This is my five part series in how to buy a sports jersey. I didn’t plan for it to be a series, but like your Mom didn’t exactly plan for you, these things happen. Also, I’M BACK! Click here for Part 1. And here for Part 2.
Rule #3: By Way of Trade
Trades are the quick fix in the sports world. Sometimes it’s to get the team through a tough patch early in the season when your first basemen just tweaked his ‘bo. Other times it can be halfway through the season when one of the classiest organizations in the world embarrassed it’s All-Star goalie by leaving him out to dry, and then trading him in a deal that would change hockey in the Western Conference (and this young bloggers life). Trading for a player is a bit like getting into a new relationship. There’s the fun, not quite awkward, not quite awesome early stages. You go out, get ice cream (game winning goal two games after trade) or maybe just check out a local museum (perfect game first time facing your old team) and just stick to the casual making out (joking around and pranking your new teammates.) But about a month in, you need to do something that can be the scariest three words to some people: Define The Relationship. (Yes, I may have stolen that from the MTV show, “Awkward”, which I could have possibly gotten hooked into after flipping on the TV one day. Sorry, I have a thing for high school girls. I appreciate innocence. I’m only human.) You see, there are two types of trades in modern day sports: one for right now, and one for down the line. One fail, one exception.
The Reason it Fails
You’re team is fire. You guys won it all two season’s ago, and last year made the Conference Finals. You’ve got most of the team intact, but something is missing.
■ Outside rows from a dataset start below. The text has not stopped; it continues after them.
PR #424, opened 2023-12-24
Move IceCreds/DtlsCert/Fingerprint to root

algesten:
We want to keep the root clean, but the the reason for these sitting
under str0m::change is becoming increasingly untenable.

This is in anticipation of #419


algesten:
Meh. Not happy with this either. Polluting the root too much.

The spark plug, the rabble rouser; you need to reignite the fire in your team and remind the fan base that you care. So you mortgage your future for right now, trading a top prospect and a draft pick for a failing teams star player. Things start off well, and the guy seems to be clicking. The fans notice, and next thing you know his jersey is flying off the shelves. He get’s cheered every time he touches the ball/puck/assistant coaches neck. It’s like he found his new home, and him and his new brothers in arms enter the dirty, oppressive war known as the playoffs. And fail. Two months later he signs for big money with a washed up, wanna-be top organization. His jersey forever hangs in your closet, a reminder of how easily you got roped into the hype.
Nope, no grudges here.
You didn’t bring this guy in for this season. You brought him in for the next 5 seasons. He’s not the missing piece in the puzzle that is your team, he’s the god damn picture on the box. He’s one of the new faces of the franchise. He’s the new leader in the locker room. You don’t expect him to score goals, you expect him to win games. The exception is hard to pinpoint, but there is usually some warning signs. Obviously contract is the big one (basically rule# 1, dropping on Wednesday… probably.) So is your team’s needs. There’s a difference between trading for a pitcher who is going to support your Number 1, and trading for your new number 1. Yes, a perfect example for this is Roy Halladay. Don’t say I never showed you any love, Phillie phans.